Osvaldo & Coca come from the time when everything danced in a salón
was tango de salón and they still seem to have that belief. Osvaldo, like
many milongueros, probably just says it's all salon and refuses to be
categorised. And why not indeed?
Now so-called commercial artistry labels everything so we have Milonguero
as a style as well as a person, yet it's a subdivision of the many variations
milongueros danced, and the Villa Urquiza style named after a barrio.
Neither term existed in the Golden Age even though their advocates claim
that heritage.
Wouldn't the same be true for Detlef and Melina (in Germany)?
I think you'll find they promote themselves as dancing tango de salón
http://www.tangodesalon.de/en/ehome.htm
They perhaps are another example of the confusion of the different meanings
of words, country to country, age to age, which Melina has blogged about.
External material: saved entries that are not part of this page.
PR #16829, opened 2022-04-19
fix(base-driver): supportedLogTypes does not get overwritten

### LINKED ISSUE #16738: supportedLogTypes does not get assigned properly on driver init since beta27
## The problem

After base driver update to 8.4.0 `getLogTypes` and `getLog` commands of appium-android-driver stopped working properly because `this.supportedLogTypes` property does not get initialized. I assume this is related to the recent typing refactoring in `base-driver/lib/basedriver/commands/log.js`. Previously this variable has been assigned by defining `extensions.supportedLogTypes`, which was equal to `{}` by default and is overridden in each driver if necessary. Now it always equals to `{}`. See https://dev.azure.com/AppiumCI/Appium%20CI/_build/results?buildId=20705&view=logs&j=12e12a94-6f82-50bd-49c9-566fb2052675&t=7ba1c276-5935-513a-f217-d07020732771 for more details.

## Environment

* Appium version (or git revision) that exhibits the issue: base-driver 8.3.0
* Last Appium version that did not exhibit the issue (if applicable): base-driver 8.4.0
* Desktop OS/version used to run Appium:
* Node.js version (unless using Appium.app|exe):
* Npm or Yarn package manager:
* Mobile platform/version under test:
* Real device or emulator/simulator:
* Appium CLI or Appium.app|exe:

boneskull:
Closes #16738

There's a difference between assigning things to a prototype and public class fields, evidently.

To test this would be best done via interaction between drivers and `base-driver`, but affected drivers do not necessarily run the reusable test suite.  Fundamentally, a unit test for this would be testing Babel.  Unsure of best way to add an E2E test

Once it gets merged, we should publish as soon as possible, since @mykola-mokhnach is blocking on this.

### DIFF
--- a/packages/base-driver/lib/basedriver/commands/log.js
+++ b/packages/base-driver/lib/basedriver/commands/log.js
@@ -13,11 +13,12 @@ export function LogMixin (Base) {
    * @implements {ILogCommands}
    */
   class LogCommands extends Base {
-    /**
-     * XXX: dubious
-     * @type {Record<string,LogType<Driver>>}
-     */
-    supportedLogTypes;
+
+    constructor (...args) {
+      super(...args);
+      /** @type {Record<string, LogType<Driver>>} */
+      this.supportedLogTypes = this.supportedLogTypes ?? {};
+    }
 
     async getLogTypes () {
       this.log.debug('Retrieving supported log types');
@@ -26,19 +27,13 @@ export function LogMixin (Base) {
 
     /**
      * @this {Driver}
+     * @param {string} logType
      */
     async getLog (logType) {
       this.log.debug(`Retrieving '${logType}' logs`);
 
       if (!(await this.getLogTypes()).includes(logType)) {
-        const logsTypesWithDescriptions = _.reduce(
-          this.supportedLogTypes,
-          (acc, value, key) => {
-            acc[key] = value.description;
-            return acc;
-          },
-          {},
-        );
+        const logsTypesWithDescriptions = _.mapValues(this.supportedLogTypes, 'description');
         throw new Error(
           `Unsupported log type '${logType}'. ` +
             `Supported types: ${JSON.stringify(logsTypesWithDescriptions)}`,
--- a/packages/types/lib/index.ts
+++ b/packages/types/lib/index.ts
@@ -72,7 +72,7 @@ export interface Driver
   startNewCommandTimeout(): Promise<void>;
   reset(): Promise<void>;
 
-  assignServer(
+  assignServer?(
     server: AppiumServer,
     host: string,
     port: number,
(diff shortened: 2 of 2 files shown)


packages/base-driver/lib/basedriver/commands/log.js
```diff
@@ -13,11 +13,12 @@ export function LogMixin (Base) {
...
-    /**
-     * XXX: dubious
-     * @type {Record<string,LogType<Driver>>}
-     */
-    supportedLogTypes;
+
+    constructor (...args) {
+      super(...args);
+      /** @type {Record<string, LogType<Driver>>} */
+      this.supportedLogTypes = this.supportedLogTypes ?? {};
```
mykola-mokhnach, line 20: I'm not quite sure about this expression. Do we assign the variable to itself?

boneskull: it's this:

```js
if (this.supportedLogTypes === null || this.supportedLogTypes === undefined) {
  this.supportedLogTypes = {};
}
```

mykola-mokhnach (approved):

packages/base-driver/lib/basedriver/commands/log.js
mykola-mokhnach: I was just not quite sure how "this.supportedLogTypes" gets assigned before the constructor

jlipps (approved):

packages/base-driver/lib/basedriver/commands/log.js
jlipps: seems like it's just a safety mechanism because we can't rule out that it might have been set in some other "mixin"'s constructor and if it has, we leave it alone?

boneskull: No, it doesn't have anything to do with mixins potentially setting the value.  `this.supportedLogTypes` is assigned before the constructor if it is on the constructor's `prototype`.  In the case of `AndroidDriver`, this is the case.  

What Babel seems to do (and this may be correct behavior) is a class field, e.g.,:

```js
class Foo {
  bar = 'baz'
}
```

actually results in this:

```
class Foo {
  constructor() {
     this.bar = 'foo';
  }
}
```

Now, that's fine if something subclasses `Foo` and then assigns its own value:

```js
class Baz extends Foo
  constructor() {
    super();
    this.bar = 'baz';
  }
}
```

or uses a field itself:

```js
class Baz extends Foo {
  bar = 'baz';
}
```

...but the above code is not the same as this (which is what `AndroidDriver` does, and maybe other drivers as well):

```js
class Baz extends Foo {}
Baz.prototype.bar = 'baz';
```

In the above case, the constructor for `Foo` will overwrite `Baz.prototype.bar` on any newly-instantiated `Baz` object.

What this means is we need to be careful with class fields, because unless a subclass _also_ uses class fields (or assignments in its constructor), we'll run into this problem.

boneskull: actually, the android driver does something _really_ weird, which is assigns to its own prototype in its constructor (why?).  however, changing it to assign to the prototype after the `class` definition didn't fix the issue.

boneskull: Here's a playground link to see for yourself how this happens:

https://www.typescriptlang.org/play?filetype=js#code/MYGwhgzhAEBiD29oG8BQ0PQEZgE7QF5oByAM0WIG5V1MAXeAZTtwEsA7AcwAoBKFWpky4ApnQCuudtDoALVhAB0OXNSEBfVJtShIMAEJgAXtBEAPOiPYATGAiRohKwiRxHiWmrqjQAiuPEzUwsrWzhEAU9-QMUAB1x4BjoAT1iRZTwXYgBHALMqL3h2CHgQdJB4HgADQyMALmgAEmR2EQB3aFq+dSreamAikrLFCuroswbm1o7x7t7KaAB6RegAdQAJAE1oAElGaAAVdb3oKvJ4KoB+S5ogA

jlipps:
I think we should probably fix the android driver and any other driver that assigns to prototypes to do something different, yeah?

PR #16833, opened 2022-04-20
feat(eslint-config-appium): adds a warning if code attempts to assign to object prototype

boneskull:
See #16829

When using ES6 `class` syntax, direct assignment to `prototype` can be a source of bugs.  Class properties seem to exacerbate the issue.  While in many cases this code will work fine, there is not always a straightforward workaround, which is why the rule just emits a warning.

The new syntax rule considers assignment to the `prototype` of any object, as well as using `Object.assign()` to do the same.

### DIFF
--- a/packages/eslint-config-appium/index.js
+++ b/packages/eslint-config-appium/index.js
@@ -98,6 +98,17 @@ module.exports = {
     'require-atomic-updates': 0,
     'no-prototype-builtins': 1,
     'no-redeclare': 1,
+    'no-restricted-syntax': [
+      'warn',
+      {
+        selector: 'AssignmentExpression[left.object.property.name="prototype"]',
+        message: 'Avoid assignment to prototype; use class fields, methods or mixins instead.',
+      },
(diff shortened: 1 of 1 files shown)


boneskull:
(the rule is not exhaustive; there are ways to get around this. referencing `SomeObject.prototype` directly also has its uses, so we cannot just use the `no-restricted-properties`, which would grouse about _any_ appearance of `SomeObject.prototype` in the code)

mykola-mokhnach (approved):

mykola-mokhnach:
I assume it was always working like that in drivers. Would it make sense to rather update the implementation there first?

boneskull:
@mykola-mokhnach That will take much longer 😄

mykola-mokhnach:
yes, but would be much more effective than just having a warning

boneskull:
true, but it will also not avoid it in the future.  so we need this one way or the other

jlipps (approved):

PR #16834, opened 2022-04-20
test(docutils): run mike test against sources

boneskull:
referencing the project root pulls the root `index.js`, which requires `build/lib`, which is not what we want.

I wonder if `eslint-plugin-import` would allow us to avoid this... hm.


jlipps (approved):
looks good, i'm  used to doing it this way because in the past tests were transpiled as well, i forgot now they're run separately.

PR #16835, opened 2022-04-20
chore: add prettier

boneskull:
- As a pre-commit hook, `.js` files will be run thru `eslint --fix` and rewritten using `prettier`.
- Added `eslint-config-prettier` to disable rules incompatible with `prettier`.
- Added a `.gitattributes` to enforce `lf` line endings.

Files will not be formatted with `prettier` _unless_ they have been added to the stage; nothing is going to go reformat the whole codebase.

* * *

The idea with Prettier, of course, is to automatically format code.

You made not like some of the choices it makes.  Heck, I don't like some of the choices it makes.  But the point is twofold:

1. Consistent formatting across codebase
2. Avoiding the inevitable discussion about formatting in pull requests

Prettier has relatively few options.  There's a lot of minutiae that it simply won't let you control.  That said, I have set a few options which it _does_ have:

1. `bracketSpacing: false` - we don't use bracket spacing in general, but we _do_ use it in `import` statements.  It's all-or-nothing.
2. `singleQuote: true` - use single quotes for formatting strings, unless we'd end up with too many escapes. does not affect template literals

### DIFF
--- a/.gitattributes
+++ b/.gitattributes
@@ -1,0 +1,1 @@
+* text=auto eol=lf
--- a/package.json
+++ b/package.json
@@ -29,11 +29,11 @@
     "build:loose": "run-s -c build:distfiles build:types || true",
     "build:types": "tsc -b",
     "clean": "run-s clean:artifacts clean:packages clean:monorepo",
+    "clean:artifacts": "run-s clean:distfiles clean:types && npx rimraf \"packages/*/build\"",
     "clean:distfiles": "npx rimraf \"packages/*/build/**/*.js\"",
     "clean:monorepo": "npx rimraf node_modules package-lock.json",
     "clean:packages": "lerna clean -y && npx rimraf \"packages/*/package-lock.json\"",
     "clean:types": "tsc -b --clean",
-    "clean:artifacts": "run-s clean:distfiles clean:types && npx rimraf \"packages/*/build\"",
     "dev": "run-p dev:*",
     "dev:distfiles": "lerna run --parallel --prefix --concurrency=8 dev",
     "dev:types": "tsc -b --watch",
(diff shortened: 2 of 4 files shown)


jlipps:
is there a way to see what it will do before showing the adjusted commit? i kind of want to know what i'm opting in to in most cases and potentially to override if i disagree on something that we can't customize.

boneskull:
> is there a way to see what it will do before showing the adjusted commit? i kind of want to know what i'm opting in to in most cases and potentially to override if i disagree on something that we can't customize.

@jlipps like a diff? the formatting should not be overridden, but you can do mark sections with a pragma to avoid formatting.

I'm not sure about vim or whatever you're using, but at least in vscode it's trivial to setup format-on-save, so you can see what it'll do before you commit.  likewise `prettier --write ./path/to/file` will format a single file, and `prettier ./path/to/file` will dump the formatted file to stdout, which you can probably pipe into a diff tool

boneskull:
if we like this, prettier can format yaml, markdown, json, etc., which we could configure in the future

KazuCocoa:
i haven't used prettier but i like like this autoformat.

KazuCocoa (approved):

jlipps (approved):
ok let's give it a go! if i become extremely disgruntled with it i can find a way to add rules to prettier or we can fight about it later.

boneskull:
@jlipps I don't really love the sound of that, but sure.  We are all going to need to worry a little less about how things are formatted.

jlipps:
I'm just saying without knowing what prettier will do it's hard for me to gauge how happy I will be with it. I'm all for having a formatter that eliminates conversations about style, of course, in principle.

boneskull:
@jlipps fwiw, every new `.js` file I've created in this repo was formatted with prettier (the only difference previously being that I run a secondary formatter to put spaces around the named `import`s)

jlipps:
oh ok, that's a good sign then!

Now she seems to invent her own usages though.
It perhaps would be better if we could revert to tango de salón referring
to any style compatible with dancing in a salón. I doubt that will happen
and the confusing usages will continue.
I'm not sure why people get bent out of shape over artists who prefer to sleep inside and eat everyday. They need to make a living, too.
Well, yes. Just not necessarily from tango. The influence of professional
and semi-professional dancers and teachers on social tango is insidious
whether in Buenos Aires or abroad. I know, I know, that's just my view.
However the commercialism of competitions doesn't help either along
with the whole panoply of yet more professional teaching.
The traditional understanding of an artist was someone who did his art
for the love of it, not the pay in it, with the stereotype of the impecunious
artist scraping a living not necessarily from his art. I don't believe artistry
has much to do with social tango though you might call performance
a visual art. But then I believe tango is a dance of the senses whereas
too many are concentrating on elegant looks and ornamentation,
not the feel of it.
Competitions are judged visually by tango professionals and performers
resulting in yet more visually appealing choreography, each year's winners
going on to perform and teach their form of exhibition tango for that is
what it is, not social. Because of visual judging, the dancing homogeneity
of the salon competition is misleading as far as social tango is concerned.
JanTango knows better than I, but I think Osvalda & Coca were the last
"milonguero" winners of the Mondial in 2006, maybe the only ones.